/---

PR #6256, opened 2026-04-03
feat(inventory): wire include_outputs for ListEvaluationResults endpoint

dakshhhhh16:
## Summary

Wires up the `include_outputs` request field on the `ListEvaluationResults` RPC so it returns stored structured outputs from the `evaluation_outputs` table alongside each rule evaluation status.

Before this change, the `include_outputs` field existed in the proto but was ignored. Now, when a client sets `include_outputs=true`, the handler batch-fetches all outputs for the returned evaluations and populates the `output` field on each `RuleEvaluationStatus` in the response.

## How it works

The key design constraint from #6254: *"avoid looping over each evaluation result in order to get the output"*. This PR uses a single batch query:

1. After building the full evaluation response (entities, profiles, statuses), check `include_outputs`
2. Walk the response to collect all `RuleEvaluationID` UUIDs
3. Call `GetEvaluationOutputsByIDs(ctx, evalIDs)` -- **one SQL query** using `WHERE id = ANY($1)`
4. Index results by ID, then set `output` on each matching `RuleEvaluationStatus`

If an evaluation has no stored output (older evals, or rules that don't produce structured output), that status simply gets `nil` for output -- no error, no noise.

## New SQL query

```sql
-- name: GetEvaluationOutputsByIDs :many
SELECT * FROM evaluation_outputs
WHERE id = ANY(sqlc.slice(evaluationIds)::uuid[]);
```

This enables fetching outputs for an entire page of results in a single database round-trip.

## Testing

- `go build ./...` -- clean
- `golangci-lint run ./internal/controlplane/ ./internal/db/ ./database/...` -- 0 issues

### DIFF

\---

- **TASK**
Note each line above that holds "database", then copy all of them.

- **SOLUTION**
This enables fetching outputs for an entire page of results in a single database round-trip.
- `golangci-lint run ./internal/controlplane/ ./internal/db/ ./database/...` -- 0 issues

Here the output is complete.